### Task requirements:
Return the records that follow, unchanged and complete.

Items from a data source
= = = = = = =
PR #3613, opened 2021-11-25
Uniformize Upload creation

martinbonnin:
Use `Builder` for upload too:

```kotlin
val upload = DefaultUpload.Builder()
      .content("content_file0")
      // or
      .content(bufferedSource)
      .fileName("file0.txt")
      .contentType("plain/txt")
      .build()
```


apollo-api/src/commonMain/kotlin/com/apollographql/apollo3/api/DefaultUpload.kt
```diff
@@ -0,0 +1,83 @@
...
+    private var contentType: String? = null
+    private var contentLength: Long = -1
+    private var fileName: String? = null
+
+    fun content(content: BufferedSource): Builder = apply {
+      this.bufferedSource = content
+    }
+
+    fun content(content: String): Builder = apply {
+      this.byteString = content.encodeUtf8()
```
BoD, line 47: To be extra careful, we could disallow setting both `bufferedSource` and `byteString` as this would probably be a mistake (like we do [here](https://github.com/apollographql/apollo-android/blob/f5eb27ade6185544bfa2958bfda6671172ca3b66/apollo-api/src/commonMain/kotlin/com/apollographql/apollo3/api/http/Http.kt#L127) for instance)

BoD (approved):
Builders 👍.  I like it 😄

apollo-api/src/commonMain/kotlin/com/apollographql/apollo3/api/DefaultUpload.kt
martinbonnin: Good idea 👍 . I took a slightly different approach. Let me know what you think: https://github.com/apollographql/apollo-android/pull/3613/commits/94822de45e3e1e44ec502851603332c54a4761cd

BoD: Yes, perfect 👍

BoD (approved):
= = = = = = =
### Output of the exercise:
PR #3613, opened 2021-11-25
Uniformize Upload creation

martinbonnin:
Use `Builder` for upload too:

```kotlin
val upload = DefaultUpload.Builder()
      .content("content_file0")
      // or
      .content(bufferedSource)
      .fileName("file0.txt")
      .contentType("plain/txt")
      .build()
```


apollo-api/src/commonMain/kotlin/com/apollographql/apollo3/api/DefaultUpload.kt
```diff
@@ -0,0 +1,83 @@
...
+    private var contentType: String? = null
+    private var contentLength: Long = -1
+    private var fileName: String? = null
+
+    fun content(content: BufferedSource): Builder = apply {
+      this.bufferedSource = content
+    }
+
+    fun content(content: String): Builder = apply {
+      this.byteString = content.encodeUtf8()
```
BoD, line 47: To be extra careful, we could disallow setting both `bufferedSource` and `byteString` as this would probably be a mistake (like we do [here](https://github.com/apollographql/apollo-android/blob/f5eb27ade6185544bfa2958bfda6671172ca3b66/apollo-api/src/commonMain/kotlin/com/apollographql/apollo3/api/http/Http.kt#L127) for instance)

BoD (approved):
Builders 👍.  I like it 😄

apollo-api/src/commonMain/kotlin/com/apollographql/apollo3/api/DefaultUpload.kt
martinbonnin: Good idea 👍 . I took a slightly different approach. Let me know what you think: https://github.com/apollographql/apollo-android/pull/3613/commits/94822de45e3e1e44ec502851603332c54a4761cd

BoD: Yes, perfect 👍

BoD (approved):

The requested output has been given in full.